### Excerpted records
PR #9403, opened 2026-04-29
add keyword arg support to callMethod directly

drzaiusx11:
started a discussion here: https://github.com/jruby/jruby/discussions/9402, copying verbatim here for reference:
* * *
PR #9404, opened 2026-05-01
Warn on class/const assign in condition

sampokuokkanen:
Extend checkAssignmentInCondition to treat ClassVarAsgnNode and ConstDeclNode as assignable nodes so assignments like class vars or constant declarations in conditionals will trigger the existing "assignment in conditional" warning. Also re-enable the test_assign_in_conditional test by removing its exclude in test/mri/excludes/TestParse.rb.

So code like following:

### Work required
Gather from the records above every line containing the string "class".

### Task solution
Warn on class/const assign in condition
Extend checkAssignmentInCondition to treat ClassVarAsgnNode and ConstDeclNode as assignable nodes so assignments like class vars or constant declarations in conditionals will trigger the existing "assignment in conditional" warning. Also re-enable the test_assign_in_conditional test by removing its exclude in test/mri/excludes/TestParse.rb.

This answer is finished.